Well, as I've gotten sidetracked, if you get into Invisible Prey before I do, I'd like to get your thoughts, even if after only reading part of it...

David


----------



## SidneyW (Aug 6, 2010)

I read some and listened to some on tape, cassette tape in fact. Goes back a while. I'm probably due to re-read some.


----------



## Littlejohn (Nov 3, 2010)

Well, I finished Invisible Prey last night...I have to admit that I only finished it out of pure stubbornness, as I found it boring, boring, boring.  Oh, the first 15 percent was all right, and the last 10 percent, but most of the middle was too muddled or something.  But well, I'd paid ten bucks plus tax for it, so was determined to see it through.

I know this...no more Prey books for me, anytime soon.  Will have to find something else to read.  

David


----------



## Sean Patrick Fox (Dec 3, 2011)

With the exception of book #11, _Easy Prey_, the Prey series is one of the most enjoyable mystery/cop series I've ever read.
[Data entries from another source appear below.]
Issue #2459, opened 2025-03-08
bug: importing the same filename twice in a row (deleting in between) doesn't work


N-Demir:
I imported a csv with Insert -> Data -> CSV and then deleted that data from quadratic so that I was on an empty sheet again. I then changed the data in the csv locally and tried to import it again but nothing happened. Importing a different named csv, deleting it, then importing the original one worked. Kinda weird!

luke-quadratic:
This is an awesome find - marking high prio, thanks

gabrielrapoport5:
I've heard this from a few users where they get an error when importing multiple files

ddimaria:
I'm able to duplicate this using the user's instructions.  Dragging after deleting works fine though.

ddimaria:
This is happening with any supported file when the next import has the same name.  It's due to the onChange event not firing in these cases.

PR #2604, opened 2025-03-28
bugfix: clear GridFileInput value after import

ddimaria:
## Relevant issue(s)
Fixes https://github.com/quadratichq/quadratic/issues/2459

## Description
This is happening with any supported file when the next import has the same name. It's due to the onChange event not firing in these cases.

## Demo
import-csv-same-name


davidfig (approved):

luke-quadratic (approved):
This works as intended, noting that in exploring this I discovered a nasty bug with insert --> data when the data is .xlsx, I filed that here because I assume it doesn't make sense to do here - https://github.com/quadratichq/quadratic/issues/2610

Issue #2266, opened 2025-02-08
bug: `101-250` is parsed as a date


davidkircos:
#2248 is related

(There are many of these cases, hopefully a lot can be tackled all at once)

HactarCE:
Fixed in #2605

PR #2605, opened 2025-03-28
Improve date parsing

### LINKED ISSUE #2248: Date parsing for "Mon Year" doesn't work (Jan 2024)
To recreate type "Jan 2024" into a sheet and it'll get parsed as 0024 instead of 01/24.

HactarCE:
This should fix #2248 and #2266.


luke-quadratic:
One introduced common case I found was that 4/10 produces 04/01/0010 when it should produces 4/10/current_year

(continuing to search for more cases)

luke-quadratic (approved):
Works great, created separate tracking issue for any future follow-up date parsing cases that get caught (I'm sure there's many we still need to discover that are more edge casey - the ones covered in this PR are very important)

PR #2607, opened 2025-03-28
fix: duplicate sheet name on excel import shows app crashed screen

AyushAgrawal-A2:
## Description
Prevents showing app crashed page when dropping in a excel file with duplicate name.

The changes in this pr are also need for csv and parquet files, will do that in a separate pr via qa


quadratic-core/src/wasm_bindings/controller/import.rs
```diff
@@ -103,11 +104,26 @@ impl GridController {
...
-
-        Ok(())
+    ) -> Result<JsValue, JsValue> {
+        match self.import_excel(file, file_name, cursor) {
+            Ok(_) => Ok(serde_wasm_bindgen::to_value(&JsResponse {
+                result: true,
+                error: None,
+            })?),
+            Err(e) => {
+                dbgjs!(format!(
```
ddimaria, line 114: Duplicate format code here, maybe make a variable:
```rust
let error = format!("Error importing Excel file: {:?}, error: {:?}", file_name, e);
 dbgjs!(error);
 
 Ok(serde_wasm_bindgen::to_value(&JsResponse {
    result: false,
    error,
})?)
```

AyushAgrawal-A2: done

ddimaria (approved):

PR #3266, opened 2025-07-22
fix: mixpanel core errors

AyushAgrawal-A2:


quadratic-client/src/app/ai/tools/aiToolsActions.ts
```diff
@@ -518,13 +532,22 @@ export const aiToolsActions: AIToolActionsRecord = {
...
-      await quadraticCore.setFormats(sheetId, args.selection, formatUpdates);
-      return [
-        {
-          type: 'text',
-          text: `Executed set formats tool on ${args.selection} for ${describeFormatUpdates(formatUpdates, args)} successfully.`,
-        },
-      ];
+      const response = await quadraticCore.setFormats(sheetId, args.selection, formatUpdates);
+      if (response?.result) {
+        return [
```
ddimaria, line 537: I like the explicitness of returning the array, but there's a lot of boilerplate for these text types.  Maybe a helper function would tidy things up?
```ts
const textResponse(text: string) {
  ({ type: 'text', text })
}
```

quadratic-client/src/app/ui/components/FixSpillError.tsx
```diff
@@ -35,6 +35,7 @@ export const FixSpillError = ({ codeCell, evaluationResult, onClick }: FixSpillE
           reverse: false,
         })
         .then((pos) => {
+          if (!pos) return;
```
ddimaria, line 38: I wonder why pos would not be defined here?

quadratic-client/src/app/ai/tools/aiToolsActions.ts
AyushAgrawal-A2: refactoring this in another PR

Issue #3281, opened 2025-07-22
BigQuery Dataset hard-coded for Query Selected Table functionality


ddimaria:
## Describe the bug
When selecting the `Query Selected Table` button in the UI, the test Dataset was hard-coded rather than being pulled from the connection config.

## Expected behavior
Selecting the `Query Selected Table` button should show the correct Dataset in the query.

## Reproduction
1. Create BigQuery connection
2. With a cell highlighted, open connections and select BigQuery connection
3. For any table, click on the `Query Selected Table` button
4. `all_native_data_types` will appear as the dataset rather than the correct dataset

PR #3282, opened 2025-07-22
Fix hard-coded biqquery dataset in Query Selected Table

ddimaria:
## Relevant issue(s)
Fixes https://github.com/quadratichq/quadratic/issues/3281

## Description
When selecting the Query Selected Table button in the UI, the test Dataset was hard-coded rather than being pulled from the connection config. With this PR, selecting the Query Selected Table button should show the correct Dataset in the query.

## (Optional) Testing considerations
1. Create BigQuery connection
1. With a cell highlighted, open connections and select BigQuery connection
1. For any table, click on the Query Selected Table button
1. The correct dataset should display in the window


luke-quadratic (approved):
Fix works

PR #3290, opened 2025-07-23
Ai insert and delete columns and rows

davidfig:
- [x] insert columns
- [x] insert rows
- [x] delete columns
- [x] delete rows


luke-quadratic (approved):
Approving purely on functionality, will review prompts etc deeper when all AI PRs are together.

AyushAgrawal-A2 (approved):

PR #3296, opened 2025-07-24
fix: when deleting many table rows, header UI persists at bottom of table

AyushAgrawal-A2:
## Relevant issue(s)
closes #3291


luke-quadratic (approved):
Tested: deleted a large amount of rows and was unable to recreate

PR #3308, opened 2025-07-26
AI prefer table names

davidfig:
Add prompting to prefer table name A1 notation instead of range selection. This makes q.cells and makes formatting more robust when the table changes sizes.


luke-quadratic (changes requested):
Few issues with this: 
- Worried about saying "Preferred" for table references without giving the clear "Preferred" counter for when it's not tables. Can easily see AI hallucinating here and going oh tables are preferred I should always use tables. 
- You describe the usage of #DATA. This doesn't work in Python. This instruction will likely cause Python generation to try to use this instruction sometimes and fail.

PR #3309, opened 2025-07-27
AI Tool call for validations

davidfig:
- [x] all ai validation tools
- [x] getValidation
- [x] removeValidation
- [x] add e2e tests for all validations, including infinite ranges
- [x] fix bug with dropdown icons not properly positioned for infinite ranges
- [x] fix bug with cell ribbons not moving when resizing cell


AyushAgrawal-A2 (approved):

luke-quadratic (changes requested):
Tool calls always getting added with errors/invalid since there's no entry choice 
CleanShot 2025-08-04 at 14 35 01@2x

luke-quadratic (approved):
👍

PR #3327, opened 2025-08-03
fix: use dexie for IndexedDb

AyushAgrawal-A2:
## Relevant issue(s)
fixes app crashing due to IndexedDb error (received in Mixpanel)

The writing is consistently good, the characters are likeable and mostly realistic, and the action is fast paced. My biggest gripe is that pretty soon Lucas Davenport is going to be too old to stop many bad guys!

I wish they'd make a movie or TV show out of the series (I'm not including the awful made-for-TV that they did make).

EDIT: Just read that they did make another movie, which I'll have to check out. Mark Harmon would not have been my first choice for Lucas (or even on the list, to be honest), but I'm still excited.


----------



## Sean Patrick Fox (Dec 3, 2011)

I'm only twenty five minutes into the movie, and it's really bad. Casting and dialogue in particular are very poor. Will complain more fully after I finish


----------



## Littlejohn (Nov 3, 2010)

Sean Patrick Fox said:


> With the exception of book #11, _Easy Prey_, the Prey series is one of the most enjoyable mystery/cop series I've ever read. The writing is consistently good, the characters are likeable and mostly realistic, and the action is fast paced. My biggest gripe is that pretty soon Lucas Davenport is going to be too old to stop many bad guys!
> 
> I wish they'd make a movie or TV show out of the series (I'm not including the awful made-for-TV that they did make).
> 
> EDIT: Just read that they did make another movie, which I'll have to check out. Mark Harmon would not have been my first choice for Lucas (or even on the list, to be honest), but I'm still excited.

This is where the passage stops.